(DATA begins)

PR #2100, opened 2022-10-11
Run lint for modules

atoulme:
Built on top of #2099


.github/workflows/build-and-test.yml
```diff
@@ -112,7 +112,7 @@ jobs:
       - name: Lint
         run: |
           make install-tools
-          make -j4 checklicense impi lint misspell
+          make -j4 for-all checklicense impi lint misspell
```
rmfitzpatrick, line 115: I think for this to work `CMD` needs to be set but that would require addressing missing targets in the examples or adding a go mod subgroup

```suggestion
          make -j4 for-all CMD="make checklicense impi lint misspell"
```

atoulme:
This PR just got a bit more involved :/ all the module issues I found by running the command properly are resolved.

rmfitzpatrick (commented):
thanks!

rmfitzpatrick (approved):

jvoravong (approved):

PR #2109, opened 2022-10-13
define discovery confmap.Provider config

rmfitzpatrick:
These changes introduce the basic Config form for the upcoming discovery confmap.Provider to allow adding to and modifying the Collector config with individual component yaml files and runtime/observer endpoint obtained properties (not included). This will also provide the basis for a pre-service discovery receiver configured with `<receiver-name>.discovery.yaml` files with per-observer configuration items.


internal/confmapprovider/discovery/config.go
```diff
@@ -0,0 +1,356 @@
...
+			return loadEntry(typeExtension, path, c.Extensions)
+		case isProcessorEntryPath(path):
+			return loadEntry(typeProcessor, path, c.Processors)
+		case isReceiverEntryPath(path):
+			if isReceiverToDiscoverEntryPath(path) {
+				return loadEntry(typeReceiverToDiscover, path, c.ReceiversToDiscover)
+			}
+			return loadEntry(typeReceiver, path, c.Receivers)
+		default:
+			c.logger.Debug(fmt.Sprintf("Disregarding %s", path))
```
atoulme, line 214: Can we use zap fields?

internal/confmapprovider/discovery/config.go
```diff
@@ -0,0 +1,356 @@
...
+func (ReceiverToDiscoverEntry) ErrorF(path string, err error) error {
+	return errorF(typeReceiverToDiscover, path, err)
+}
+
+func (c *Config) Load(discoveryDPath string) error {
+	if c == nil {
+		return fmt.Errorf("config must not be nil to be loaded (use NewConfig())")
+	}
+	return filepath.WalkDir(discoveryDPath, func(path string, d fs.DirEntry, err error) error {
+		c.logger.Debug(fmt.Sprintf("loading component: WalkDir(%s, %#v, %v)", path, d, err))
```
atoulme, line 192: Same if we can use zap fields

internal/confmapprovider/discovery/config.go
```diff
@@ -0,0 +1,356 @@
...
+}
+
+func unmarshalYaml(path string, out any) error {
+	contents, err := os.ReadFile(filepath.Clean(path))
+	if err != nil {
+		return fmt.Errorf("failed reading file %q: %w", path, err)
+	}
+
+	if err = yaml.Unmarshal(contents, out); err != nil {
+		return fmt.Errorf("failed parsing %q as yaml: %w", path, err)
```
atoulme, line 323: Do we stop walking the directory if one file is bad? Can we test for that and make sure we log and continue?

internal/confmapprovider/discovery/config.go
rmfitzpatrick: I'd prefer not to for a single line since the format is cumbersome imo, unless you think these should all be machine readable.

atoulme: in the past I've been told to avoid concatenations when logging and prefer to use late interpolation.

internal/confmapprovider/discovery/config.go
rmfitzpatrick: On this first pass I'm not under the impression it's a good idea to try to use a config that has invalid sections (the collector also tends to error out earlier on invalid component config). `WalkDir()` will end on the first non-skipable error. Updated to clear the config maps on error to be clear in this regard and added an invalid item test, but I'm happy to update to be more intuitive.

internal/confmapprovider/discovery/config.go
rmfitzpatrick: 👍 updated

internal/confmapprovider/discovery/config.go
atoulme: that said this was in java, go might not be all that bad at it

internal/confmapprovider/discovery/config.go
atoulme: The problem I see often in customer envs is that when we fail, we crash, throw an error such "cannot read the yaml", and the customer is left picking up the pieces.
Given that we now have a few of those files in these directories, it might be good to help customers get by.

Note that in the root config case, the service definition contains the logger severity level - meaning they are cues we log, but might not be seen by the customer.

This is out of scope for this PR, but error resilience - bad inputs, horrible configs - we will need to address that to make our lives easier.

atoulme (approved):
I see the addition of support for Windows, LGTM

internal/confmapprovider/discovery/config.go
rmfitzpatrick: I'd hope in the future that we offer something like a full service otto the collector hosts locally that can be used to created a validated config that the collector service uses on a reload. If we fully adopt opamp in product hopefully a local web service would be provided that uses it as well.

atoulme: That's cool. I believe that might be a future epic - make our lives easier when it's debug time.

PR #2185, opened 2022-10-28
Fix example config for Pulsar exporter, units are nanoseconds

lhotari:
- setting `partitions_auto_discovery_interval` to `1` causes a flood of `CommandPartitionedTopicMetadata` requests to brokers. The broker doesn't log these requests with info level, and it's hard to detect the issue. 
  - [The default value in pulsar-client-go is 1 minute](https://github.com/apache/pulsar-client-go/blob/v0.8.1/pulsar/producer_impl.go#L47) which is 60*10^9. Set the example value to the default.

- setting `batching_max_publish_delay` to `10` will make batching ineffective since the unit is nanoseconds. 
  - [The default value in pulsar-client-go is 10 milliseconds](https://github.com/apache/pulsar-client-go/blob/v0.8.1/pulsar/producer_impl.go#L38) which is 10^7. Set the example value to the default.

(DATA ends)
(DATA begins)

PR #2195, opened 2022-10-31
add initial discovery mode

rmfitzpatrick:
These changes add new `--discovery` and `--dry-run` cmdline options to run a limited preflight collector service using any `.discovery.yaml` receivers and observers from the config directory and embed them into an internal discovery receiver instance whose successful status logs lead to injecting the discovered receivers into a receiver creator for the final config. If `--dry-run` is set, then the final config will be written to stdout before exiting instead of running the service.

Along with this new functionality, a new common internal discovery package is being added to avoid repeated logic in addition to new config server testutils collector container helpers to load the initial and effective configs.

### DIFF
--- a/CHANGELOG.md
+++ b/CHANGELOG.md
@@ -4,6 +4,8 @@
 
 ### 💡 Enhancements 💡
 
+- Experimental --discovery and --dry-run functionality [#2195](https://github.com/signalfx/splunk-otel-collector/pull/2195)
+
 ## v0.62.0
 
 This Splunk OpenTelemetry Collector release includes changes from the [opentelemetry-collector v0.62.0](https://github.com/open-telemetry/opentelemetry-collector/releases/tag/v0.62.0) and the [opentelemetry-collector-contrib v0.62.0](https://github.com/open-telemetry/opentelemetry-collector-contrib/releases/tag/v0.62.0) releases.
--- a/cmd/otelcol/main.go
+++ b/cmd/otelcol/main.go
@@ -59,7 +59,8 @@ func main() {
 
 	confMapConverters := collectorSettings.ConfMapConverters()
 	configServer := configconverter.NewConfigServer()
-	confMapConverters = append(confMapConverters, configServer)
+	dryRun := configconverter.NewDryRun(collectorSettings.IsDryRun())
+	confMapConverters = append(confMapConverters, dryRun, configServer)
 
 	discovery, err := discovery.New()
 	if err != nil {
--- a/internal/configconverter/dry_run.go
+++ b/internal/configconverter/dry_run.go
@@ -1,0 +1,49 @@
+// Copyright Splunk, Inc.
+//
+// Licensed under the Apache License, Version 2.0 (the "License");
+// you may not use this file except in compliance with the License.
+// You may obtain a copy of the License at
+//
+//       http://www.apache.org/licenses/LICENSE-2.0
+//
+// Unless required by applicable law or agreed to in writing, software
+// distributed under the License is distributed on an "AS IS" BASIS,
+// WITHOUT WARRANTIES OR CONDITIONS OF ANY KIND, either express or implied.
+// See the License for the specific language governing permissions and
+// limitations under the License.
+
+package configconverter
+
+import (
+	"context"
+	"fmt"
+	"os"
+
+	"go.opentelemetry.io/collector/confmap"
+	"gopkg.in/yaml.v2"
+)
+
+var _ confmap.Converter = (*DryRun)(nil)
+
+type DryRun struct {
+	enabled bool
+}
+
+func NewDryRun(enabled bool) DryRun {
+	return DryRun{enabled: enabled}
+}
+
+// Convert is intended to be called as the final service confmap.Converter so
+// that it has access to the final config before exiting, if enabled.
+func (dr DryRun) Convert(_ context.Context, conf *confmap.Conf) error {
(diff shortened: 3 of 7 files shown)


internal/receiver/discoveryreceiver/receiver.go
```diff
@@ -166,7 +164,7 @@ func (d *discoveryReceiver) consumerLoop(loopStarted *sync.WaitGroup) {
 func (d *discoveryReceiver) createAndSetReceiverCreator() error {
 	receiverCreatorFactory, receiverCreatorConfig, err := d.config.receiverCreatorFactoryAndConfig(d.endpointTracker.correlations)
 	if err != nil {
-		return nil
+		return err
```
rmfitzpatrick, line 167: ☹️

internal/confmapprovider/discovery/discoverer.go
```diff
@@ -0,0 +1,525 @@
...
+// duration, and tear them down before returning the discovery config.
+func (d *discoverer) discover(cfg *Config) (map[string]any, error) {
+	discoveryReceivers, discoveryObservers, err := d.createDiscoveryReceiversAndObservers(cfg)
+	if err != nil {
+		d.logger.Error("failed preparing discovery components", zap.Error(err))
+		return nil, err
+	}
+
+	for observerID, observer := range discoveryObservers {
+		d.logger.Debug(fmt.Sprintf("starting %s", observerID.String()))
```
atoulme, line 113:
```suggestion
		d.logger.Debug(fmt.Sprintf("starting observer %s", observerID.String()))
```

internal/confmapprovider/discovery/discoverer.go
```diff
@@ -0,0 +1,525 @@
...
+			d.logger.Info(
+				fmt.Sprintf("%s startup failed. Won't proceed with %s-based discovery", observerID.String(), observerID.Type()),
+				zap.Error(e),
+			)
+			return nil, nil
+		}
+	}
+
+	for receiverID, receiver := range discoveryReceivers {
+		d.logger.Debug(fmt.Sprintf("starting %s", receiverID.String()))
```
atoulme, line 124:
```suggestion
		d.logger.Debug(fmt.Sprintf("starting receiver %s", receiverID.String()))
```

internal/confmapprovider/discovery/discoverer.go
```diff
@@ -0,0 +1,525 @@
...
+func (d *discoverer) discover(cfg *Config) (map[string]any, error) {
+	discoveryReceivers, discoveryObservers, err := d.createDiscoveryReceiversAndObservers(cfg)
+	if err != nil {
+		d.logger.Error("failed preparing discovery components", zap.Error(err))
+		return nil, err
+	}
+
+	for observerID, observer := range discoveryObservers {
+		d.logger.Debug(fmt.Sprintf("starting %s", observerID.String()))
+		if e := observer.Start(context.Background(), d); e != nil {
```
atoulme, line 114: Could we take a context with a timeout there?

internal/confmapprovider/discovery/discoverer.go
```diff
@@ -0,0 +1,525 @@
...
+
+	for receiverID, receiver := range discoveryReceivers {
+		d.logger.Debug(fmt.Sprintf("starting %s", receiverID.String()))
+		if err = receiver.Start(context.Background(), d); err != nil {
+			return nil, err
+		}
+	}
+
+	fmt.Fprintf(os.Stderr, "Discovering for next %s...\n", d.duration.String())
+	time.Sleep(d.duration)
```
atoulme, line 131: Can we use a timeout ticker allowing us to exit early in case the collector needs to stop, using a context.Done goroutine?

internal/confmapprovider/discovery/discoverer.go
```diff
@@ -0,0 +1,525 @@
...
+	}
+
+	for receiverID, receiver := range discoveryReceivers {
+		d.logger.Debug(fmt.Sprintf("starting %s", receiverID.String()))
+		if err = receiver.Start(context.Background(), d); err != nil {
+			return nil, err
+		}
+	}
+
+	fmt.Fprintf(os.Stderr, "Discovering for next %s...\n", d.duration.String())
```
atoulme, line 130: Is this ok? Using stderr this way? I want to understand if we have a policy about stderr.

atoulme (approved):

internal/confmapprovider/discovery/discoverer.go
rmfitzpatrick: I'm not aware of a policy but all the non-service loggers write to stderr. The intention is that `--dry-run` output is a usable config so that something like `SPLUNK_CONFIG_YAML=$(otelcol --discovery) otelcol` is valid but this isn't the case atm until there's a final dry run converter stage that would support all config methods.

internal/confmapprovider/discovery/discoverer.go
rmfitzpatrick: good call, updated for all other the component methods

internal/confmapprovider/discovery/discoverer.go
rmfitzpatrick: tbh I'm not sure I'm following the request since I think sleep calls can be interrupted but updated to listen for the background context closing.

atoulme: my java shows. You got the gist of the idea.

(DATA ends)
(DATA begins)

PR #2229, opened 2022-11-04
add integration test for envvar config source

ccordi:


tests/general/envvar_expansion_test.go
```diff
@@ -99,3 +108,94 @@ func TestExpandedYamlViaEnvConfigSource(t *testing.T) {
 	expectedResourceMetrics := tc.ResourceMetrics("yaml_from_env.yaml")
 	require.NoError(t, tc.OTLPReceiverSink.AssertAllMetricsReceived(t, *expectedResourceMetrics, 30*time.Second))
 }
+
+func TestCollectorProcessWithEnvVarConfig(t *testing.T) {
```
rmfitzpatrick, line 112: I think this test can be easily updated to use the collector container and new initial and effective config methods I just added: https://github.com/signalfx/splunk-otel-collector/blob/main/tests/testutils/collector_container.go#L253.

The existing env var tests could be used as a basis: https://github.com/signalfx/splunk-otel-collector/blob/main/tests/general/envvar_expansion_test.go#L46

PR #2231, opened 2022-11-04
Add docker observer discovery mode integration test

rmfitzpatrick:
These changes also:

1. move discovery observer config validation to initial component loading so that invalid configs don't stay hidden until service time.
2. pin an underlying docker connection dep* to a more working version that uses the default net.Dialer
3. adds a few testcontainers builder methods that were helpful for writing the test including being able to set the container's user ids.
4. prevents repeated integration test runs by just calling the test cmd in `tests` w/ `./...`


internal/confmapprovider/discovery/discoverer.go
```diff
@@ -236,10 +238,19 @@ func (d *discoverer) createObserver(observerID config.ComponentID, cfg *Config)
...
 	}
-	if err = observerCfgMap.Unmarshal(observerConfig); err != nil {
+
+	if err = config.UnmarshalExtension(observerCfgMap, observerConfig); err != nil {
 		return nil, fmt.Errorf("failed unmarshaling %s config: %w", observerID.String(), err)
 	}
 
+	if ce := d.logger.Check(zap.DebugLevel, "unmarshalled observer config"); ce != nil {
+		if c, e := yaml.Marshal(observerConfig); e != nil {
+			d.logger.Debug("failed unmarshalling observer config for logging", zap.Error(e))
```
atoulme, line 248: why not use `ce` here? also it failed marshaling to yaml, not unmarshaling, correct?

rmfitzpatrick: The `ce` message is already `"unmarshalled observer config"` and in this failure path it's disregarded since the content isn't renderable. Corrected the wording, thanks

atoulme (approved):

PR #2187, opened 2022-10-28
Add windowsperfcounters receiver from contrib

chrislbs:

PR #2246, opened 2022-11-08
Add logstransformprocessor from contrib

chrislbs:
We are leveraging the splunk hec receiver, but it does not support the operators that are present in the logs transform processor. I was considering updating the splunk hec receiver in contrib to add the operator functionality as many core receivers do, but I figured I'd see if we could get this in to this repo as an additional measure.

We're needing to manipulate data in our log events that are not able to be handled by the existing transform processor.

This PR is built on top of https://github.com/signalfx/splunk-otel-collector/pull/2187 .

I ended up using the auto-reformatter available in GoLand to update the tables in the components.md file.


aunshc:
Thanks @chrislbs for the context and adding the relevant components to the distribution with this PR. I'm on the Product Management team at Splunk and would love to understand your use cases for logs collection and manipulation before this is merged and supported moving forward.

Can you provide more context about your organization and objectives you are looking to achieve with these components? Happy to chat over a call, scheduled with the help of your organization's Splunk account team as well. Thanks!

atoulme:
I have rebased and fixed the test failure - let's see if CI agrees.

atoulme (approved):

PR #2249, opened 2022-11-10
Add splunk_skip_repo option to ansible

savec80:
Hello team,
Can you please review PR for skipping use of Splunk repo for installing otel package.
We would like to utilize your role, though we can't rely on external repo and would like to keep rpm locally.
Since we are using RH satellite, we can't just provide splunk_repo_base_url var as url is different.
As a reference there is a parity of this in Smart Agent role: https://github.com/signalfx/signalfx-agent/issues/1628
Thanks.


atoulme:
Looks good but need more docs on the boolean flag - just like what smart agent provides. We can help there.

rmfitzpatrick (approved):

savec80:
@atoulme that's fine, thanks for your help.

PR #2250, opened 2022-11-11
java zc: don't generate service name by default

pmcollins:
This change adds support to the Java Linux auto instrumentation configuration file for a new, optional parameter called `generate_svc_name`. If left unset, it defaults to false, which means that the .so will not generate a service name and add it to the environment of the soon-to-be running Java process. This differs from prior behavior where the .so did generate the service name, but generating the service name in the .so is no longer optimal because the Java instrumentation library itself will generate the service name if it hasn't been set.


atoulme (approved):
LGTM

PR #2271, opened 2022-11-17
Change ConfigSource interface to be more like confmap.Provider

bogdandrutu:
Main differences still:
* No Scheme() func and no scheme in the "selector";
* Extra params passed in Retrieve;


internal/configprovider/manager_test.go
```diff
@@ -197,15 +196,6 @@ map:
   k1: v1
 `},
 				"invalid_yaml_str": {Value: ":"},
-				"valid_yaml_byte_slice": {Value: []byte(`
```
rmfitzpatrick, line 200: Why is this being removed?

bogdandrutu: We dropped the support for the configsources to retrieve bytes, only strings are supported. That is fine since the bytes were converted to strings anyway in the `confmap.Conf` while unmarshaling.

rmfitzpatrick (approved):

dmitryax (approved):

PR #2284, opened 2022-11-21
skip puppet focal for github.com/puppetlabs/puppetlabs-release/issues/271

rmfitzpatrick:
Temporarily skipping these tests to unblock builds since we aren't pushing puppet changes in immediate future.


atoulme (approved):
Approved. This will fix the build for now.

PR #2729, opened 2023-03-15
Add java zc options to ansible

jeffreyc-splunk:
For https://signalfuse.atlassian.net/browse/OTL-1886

(DATA ends)

» THE PROBLEM
Only the lines above from the one with "PR #2100, opened 2022-10-11" up to and including the one with "PR #2109, opened 2022-10-13" should be repeated, exactly as written.

» ANSWER FOR THIS EXERCISE
PR #2100, opened 2022-10-11
Run lint for modules

atoulme:
Built on top of #2099


.github/workflows/build-and-test.yml
```diff
@@ -112,7 +112,7 @@ jobs:
       - name: Lint
         run: |
           make install-tools
-          make -j4 checklicense impi lint misspell
+          make -j4 for-all checklicense impi lint misspell
```
rmfitzpatrick, line 115: I think for this to work `CMD` needs to be set but that would require addressing missing targets in the examples or adding a go mod subgroup

```suggestion
          make -j4 for-all CMD="make checklicense impi lint misspell"
```

atoulme:
This PR just got a bit more involved :/ all the module issues I found by running the command properly are resolved.

rmfitzpatrick (commented):
thanks!

rmfitzpatrick (approved):

jvoravong (approved):

PR #2109, opened 2022-10-13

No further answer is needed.